En esa porción del territorio que se extiende entre San Francisco y Sacramento, el suelo es poco accidentado. Esa parte del ferrocarril, llamada Central Pacific Road, tomaba a Sacramento como punto de partida y avanzaba al Este, al encuentro del que partía de Omaha. De San Francisco, la capital de California, la línea corría directamente al nordeste, siguiendo el American river, que desagua en la bahía de San Pablo. Las ciento veinte millas comprendidas entre estas dos importantes ciudades fueron recorridas en seis horas, y hacia la medianoche, mientras los viajeros se hallaban entregados a su primer sueño, pasaron por Sacramento, no pudiendo, por lo tanto, ver nada de esa considerable ciudad, residencia de la legislatura del estado de California, ni sus bellos muelles, ni sus anchas calles, ni sus espléndidos palacios, ni sus plazas, ni sus templos.

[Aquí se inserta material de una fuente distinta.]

PR #1443, opened 2018-12-21
[WIP] Moving to xtensor

robertodr:
## Description
It was agreed at PsiCon that the `Matrix` and `Vector` class be rewritten to use xtensor as storage backend. This is my work on this so far. It is not complete - indeed `Matrix` and `Vector` are still used everywhere - but I think it's better to put this up early because it will take time to transition to the new classes. **We do need a strategy to orchestrate the transition**

## Todos
- [x] Use `_a` literal in pybind11 export sources rather that `py::arg`
- [x] Basic templated `Tensor` class with Python bindings.
- [x] `doublet` for `Tensor<double, 2>` aka a `Matrix` of `double`-s working.

## Questions
- With @amjames we discussed that it might be better to have linear algebra operations as free functions (BLAS/LAPACK- and NumPy-like) Should an `LA` namespace be introduced? Possibly also create a Python submodule with pybind11?
- The Python bindings for the `Tensor` class allow to do: `a_tensor[h]` to get a block (binding `operator[]` to `__getitem__`, but not `a_tensor[h] = np.random.randn(*a_tensor[h].shape)`. For the latter I tried binding `set_block` to `__setitem__` but I get horrible, horrible compiler errors. I think this should be made to work to make the Python interface feel as native as possible.
- As a quick way to get `xtensor-python` up and running, I've copied their `FindNumPy.cmake` file. @loriab your input on this and how to make avoid duplication with `FindPythonModule.cmake` wanted.

## Checklist

## Status
- [x] Ready for review
- [ ] Ready for merge


fevangelista:
@robertodr: this looks to me like two PRs: i) major improvements to the Vector/Matrix classes (very happy to see those) and ii) introducing xtensor. I just gave it a quick look but I was wondering: Do you actually use xtensor anywhere in the code? Before we go with this major overhaul I think it would be important to show what we could do with it.

cmake/FindNumPy.cmake
```diff
@@ -0,0 +1,89 @@
...
+# OTHER DEALINGS IN THE SOFTWARE.
+#
+#============================================================================
+
+# Finding NumPy involves calling the Python interpreter
+if(NumPy_FIND_REQUIRED)
+    find_package(PythonInterp REQUIRED)
+else()
+    find_package(PythonInterp)
+endif()
```
loriab: I've no particular grievance with this file, but could `find_python_module` be used instead? If it's just `NUMPY_INCLUDE_DIRS`, I'd slightly prefer to avoid calling `find_package(PythonInterp)`, and do build up a proper target with the numpy include dirs on it.

psi4/src/export_fock.cc
```diff
@@ -155,8 +157,7 @@ void export_fock(py::module &m) {
         .def("add_space", &DFHelper::add_space)
         .def("initialize", &DFHelper::initialize)
         .def("print_header", &DFHelper::print_header)
-        .def("add_transformation", &DFHelper::add_transformation, py::arg("name"), py::arg("key1"), py::arg("key2"),
-             py::arg("order") = "Qpq")
+        .def("add_transformation", &DFHelper::add_transformation, "name"_a, "key1"_a, "key2"_a, "order"_a = "Qpq")
```
loriab: Having done some I'm-really-trying-to-add-a-feature-but-ended-up-modernizing-cleaning-formatting-fixing-along-the-way projects of late, I agree with @fevangelista that it's a good idea to `git reset` and do a PR of the uncontroversial changes like `py::arg` --> `_a` and de-c++11 so that those go in sooner and the foundations for your bigger changes aren't shifting.

jturney:
Great progress!

I agree with @fevangelista and @loriab about splitting this into multiple PRs. Certainly the updating pybind from `py::arg` to `_a` is one. 

I'm on board with create a namespace of linear algebra functions. I'd preferred it named `la` lowercase though, or follow numpy's lead and use `linalg`. I'm assuming the `doublet, triplet, horzcat, create`, etc would all go into there.

psi4/CMakeLists.txt
```diff
@@ -146,10 +146,36 @@ else()
 endif()
 
 find_package(Libxc 4.0.2 CONFIG REQUIRED)
-get_property(_loc TARGET Libxc::xc PROPERTY LOCATION)
+get_property(_loc TARGET Libxc::xc PROPERTY INTERFACE_INCLUDE_DIRECTORIES)
```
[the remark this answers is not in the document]
robertodr: I don't remember why I did this, actually...

robertodr:
Thanks all for the feedback. I'll split this one in three: i) Vector/Matrix polish ii) C++14 constructs for pybind11 iii) Actual xtensor stuff (CI doesn't seem very happy about those :weary:) 

@fevangelista xtensor is used only in the test for the `doublet`. I initially intended to swap the storage in `Vector` and `Matrix` to use xtensor, but that turned out to be quite hard (due to the extensive use of `pointer` basically everywhere in the code) The strategy now is to rewrite the storage object (I think that's largely done, though copy CTORs, assignment etc are missing) and the symmetry-aware operations (multiplies, diagonalization, etc) unit testing them on the way. The latter will take a bit of time, but it's also something that more people can work on concurrently, I think.

fevangelista:
@robertodr: I assume that the only reason no to use straightforward xtensor objects is symmetry, no? It might be easier to transition if we started to use xtensor and slowly deprecated Matrix and Vector out of the code (if even possible).

robertodr:
I've removed the work-in-progress marker as this first step is reasonably complete. The `Tensor` class as storage object has an acceptable interface both on the C++ and the Python side (I think!) I can use this to work further on the `linalg` namespace, add BLAS/LAPACK wrappers, and eventually transition the SCF to xtensor.

I have tried to fix Azure CI, to no avail. I can't quite figure out whether I need to change the xtensor source or the CI setup.

robertodr:
**Update on the Azure CI failures**
The problem seems _not_ to be entirely controllable through flags. Parts of the xtensor stack code base (xtensor itself, xsimd, possibly xtensor-python) need to be changed and I am working on it. Once I have PR submitted to all these projects, they are hopefully merged and new releases minted.

jturney:
This is looking really nice.

robertodr:
Sadly, I can't get it to build on Azure :cry:

cmake/FindNumPy.cmake
```diff
@@ -0,0 +1,80 @@
...
+      "(${NUMPY_VERSION_MAJOR} * 10000) + (${NUMPY_VERSION_MINOR} * 100) + ${NUMPY_VERSION_PATCH}")
+
+  add_library(NumPy INTERFACE)
+  target_include_directories(NumPy
+    INTERFACE
+      ${NUMPY_INCLUDE_DIRS}
+    )
+
+  set(NUMPY_FOUND TRUE)
+endif()
```
loriab: so will psi now be built against a specific numpy API (akin to building against a specific python API presently)? looking at https://anaconda.org/conda-forge/xtensor-python/files it seems not, as there's one for ancient numpy and one for everything >=1.11. just checking.

robertodr: No, I am not asking for a specific numpy version when doing `find_package` (but we could, if necessary) And as you said, xtensor-pyhon doesn't force one specific version of numpy.

external/upstream/xtl/CMakeLists.txt
```diff
@@ -0,0 +1,27 @@
...
+else()
+  if(${CMAKE_INSIST_FIND_PACKAGE_xtl})
+    message(FATAL_ERROR "Suitable xtl could not be externally located as user insists")
+  endif()
+
+  include(ExternalProject)
+  message(STATUS "Suitable xtl could not be located, ${Magenta}Building xtl${ColourReset} instead.")
+  ExternalProject_Add(xtl_external
+    URL
+      https://github.com/QuantStack/xtl/archive/0.6.4.zip
```
loriab: 0.6.4/5 mismatch?

external/upstream/xtensor/CMakeLists.txt
```diff
@@ -0,0 +1,34 @@
...
+  endif()
+
+  include(ExternalProject)
+  message(STATUS "Suitable xtensor could not be located, ${Magenta}Building xtensor${ColourReset} instead.")
+  ExternalProject_Add(xtensor_external
+    DEPENDS
+      xtl_external
+      xsimd_external
+    URL
+      https://github.com/QuantStack/xtensor/archive/0.20.7.zip
```
loriab: mismatch here, too

psi4/CMakeLists.txt
```diff
@@ -157,6 +157,32 @@ get_property(_loc TARGET Libxc::xc PROPERTY LOCATION)
...
+message(STATUS "${Cyan}Using xtensor${ColourReset}: ${_loc} (version ${xtensor_VERSION})")
+
+find_package(xtensor-blas 0.16.1 CONFIG REQUIRED)
+message(STATUS "${Cyan}Using xtensor-blas${ColourReset}: ${_loc} (version ${xtensor-blas_VERSION})")
+
+find_package(xtensor-python 0.23.1 CONFIG REQUIRED)
+get_property(_loc TARGET xtensor-python PROPERTY INTERFACE_INCLUDE_DIRECTORIES)
+list(APPEND _addons ${_loc})
+message(STATUS "${Cyan}Using xtensor-python${ColourReset}: ${_loc} (version ${xtensor-python_VERSION})")
+find_package(NumPy REQUIRED)
```
loriab: may want to double-check versions in this block, too

external/upstream/xtl/CMakeLists.txt
robertodr: Yup, thanks for catching it.

psi4/src/psi4/libmints/linalg.h
```diff
@@ -0,0 +1,494 @@
...
+            ax_B.push_back(1);
+            label += B->label() + "H";
+            break;
+    }
+
+    for (size_t hA = 0; hA < A->nirrep(); ++hA) {
+        size_t hB = hA ^ (transA ? 0 : A->symmetry()) ^ (transB ? B->symmetry() : 0);
+        size_t hC = hA ^ (transA ? A->symmetry() : 0);
+
+        // FIXME Currently NOT handling transpose-conjugate case
```
loriab: should there be a NYI error somewhere for TransposeConj?

robertodr: Sounds good! I should probably also limit scalar types to non-complex.

robertodr: I have added support for `std::complex<double>` and the function can now handle transpose conjugation. The tests issue a warning, see MolSSI/QCElemental#77

psi4/src/psi4/libmints/linalg.h
```diff
@@ -0,0 +1,494 @@
+/*
+ * @BEGIN LICENSE
+ *
+ * Psi4: an open-source quantum chemistry software package
+ *
+ * Copyright (c) 2007-2018 The Psi4 Developers.
```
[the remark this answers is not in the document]
robertodr: Done, thanks for catching this.

psi4/CMakeLists.txt
robertodr: Done.

Issue #1431, opened 2018-12-17
FCIDUMP format


SebWouters:
Dear developers,

I've received an issue from a user of chemps2. I traced it back to incompatible fcidump and molden files. In particular, the number of orbitals per irrep as indicated in "ORBSYM" of the FCIDUMP file and as written per orbital in the the molden file were different. I might be mistaken, but seems that you write out a symmetry in psi4 numbering convention plus one, from the line:

https://github.com/psi4/psi4/blob/c0b8eb86430673c9e09a180dfe91bf6980a1f9c1/psi4/driver/p4util/fcidump.py#L99

This is not the convention for FCIDUMP. The irrep numbering should be the one originally used in molcas. For d2h, for example, this should be:

    psi4 irrep "0" = Ag  = molcas irrep "1";
    psi4 irrep "1" = B1g = molcas irrep "4";
    psi4 irrep "2" = B2g = molcas irrep "6";
    psi4 irrep "3" = B3g = molcas irrep "7";
    psi4 irrep "4" = Au  = molcas irrep "8";
    psi4 irrep "5" = B1u = molcas irrep "5";
    psi4 irrep "6" = B2u = molcas irrep "3";
    psi4 irrep "7" = B3u = molcas irrep "2";

For a complete mapping of all abelian real-valued point group irreps, see e.g.

https://github.com/SebWouters/CheMPS2/blob/master/CheMPS2/Irreps.cpp#L184

Thanks!

Sebastian

dgasmith:
@andysim I believe this is correct, do you concur?

@SebWouters You seem to have a pretty good handle on exactly where this error occurs, would you mind making a PR to patch this up?

SebWouters:
@dgasmith 
@andysim 
@sunqm

I saw it occurs in 

    psi4/psi4/driver/p4util/fcidump.py

which may be fixed via

    def fcidump_helper(wfn):
    
        nirrep = wfn.nirrep()
        symm   = wfn->molecule().sym_label()
        psi2dump = np.zeros([nirrep], dtype='int')
    
        if ( 'c1' == symm ):
            psi2dump[0] = 1    # A
        if ( 'ci' == symm ):
            psi2dump[0] = 1    # Ag
            psi2dump[1] = 2    # Au
        if ( 'c2' == symm ):
            psi2dump[0] = 1    # A
            psi2dump[1] = 2    # B
        if ( 'cs' == symm ):
            psi2dump[0] = 1    # A'
[...]

PR #1453, opened 2019-01-03
Fix FCIDUMP irrep ordering convention

zachglick:
## Description
Addresses #1431 

## Todos
- [x] Changes ORBSYM (the symmetry of each orbital) from Psi4's internal convention of ordering irreps to the traditional FCIDUMP ordering
- [x] Adds ISYM (the symmetry of the overall wavefunction)
- [x] Updates the `fcidump` test to match new ordering

## Questions
- [x] Does this change in convention break anything in Psi4? (Or anything that uses Psi4?)
- [x] Since I altered the tests to match the output, how to verify correctness of this change?

## Checklist

## Status
- [x] Ready for review
- [ ] Ready for merge


CDSherrill:
Wfn irrep logic for socc not correct... (Around line 91).  Need to take
direct product of each socc orbital irrep.  Can do this by XOR of each
irrep in the socc list.

zachglick:
@robertodr and @andysim 
I could certainly make a PsiAPI test for energies, although I think the leading underscore of `_energies_from_fcidump` will have to be removed, since it denotes that the function is private.

@CDSherrill 
I intended for this bit of code to do exactly what you describe:

``` wfn_irrep = 0
    for h, n_socc in enumerate(active_socc):
        if n_socc % 2 == 1:
            wfn_irrep ^= h
```

The line `wfn_irrep ^= h` accumulates the XOR of all irreps `h` in `wfn_irrep`. I could rewrite it as `wfn_irrep = wfn_irrep^h` to make it more intelligible.

I think that the format of `active_socc` is not a list of irreps, instead it's a list of orbital counts per irrep, which is why I XOR `h` and not `n_socc`. The `if n_socc % 2 == 1` check takes advantage of the fact that a number XORed with itself is 0, so only irreps with an odd number of orbitals matter.

robertodr:
I have no objection in making `_energies_from_fcidump` public, it was in an earlier iteration of the FCIDUMP functionality.

robertodr:
:+1: for adding the test and thanks again for taking care of this issue!

CDSherrill:
Ah, I quickly read this on my phone and missed that the XOR was in a loop.  Yes, looks good!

Más allá de Sacramento, el tren, después de pasar las estaciones de Junction, Roclin, Auburn y Colfax, penetró en el macizo de Sierra Nevada. Eran las siete de la mañana cuando pasó por la estación de Cisco. Una hora después, el dormitorio era de nuevo un vagón ordinario, y los viajeros podían ver por los cristales los pintorescos paisajes de aquel montañoso país. El trazado del ferrocarril obedecía los caprichos de la sierra, yendo unas veces adherido a las faldas de la montaña, otras suspendido sobre los precipicios, evitando los ángulos bruscos por medio de curvas atrevidas, penetrando en gargantas estrechas que parecían sin salida. La locomotora, brillante como unas andas, con su gran chimenea, que despedía fulgores rojizos y su plateada campana, mezclaba sus silbidos y bramidos con los de los torrentes y cascadas, retorciendo su humo por las ennegrecidas ramas de los pinos.

Había pocos túneles o ninguno, y no existían puentes. El ferrocarril seguía los contornos de las montañas no buscando en la línea recta el camino más corto de uno a otro punto y no violentando a la naturaleza.

Hacia las nueve, por el valle de Corson, el tren penetraba en el estado de Nevada, siguiendo siempre la dirección nordeste. A las doce pasaba por Reno, donde los viajeros tuvieron veinte minutos para almorzar.

Desde este punto, la vía férrea, costeando el Humboldt river, se elevó durante algunas millas hacia el norte, siguiendo su curso; después torció al este, no debiendo ya separarse de ese río hasta llegara a los Humboldt ranges, donde nace, casi a la extremidad oriental del estado de Nevada.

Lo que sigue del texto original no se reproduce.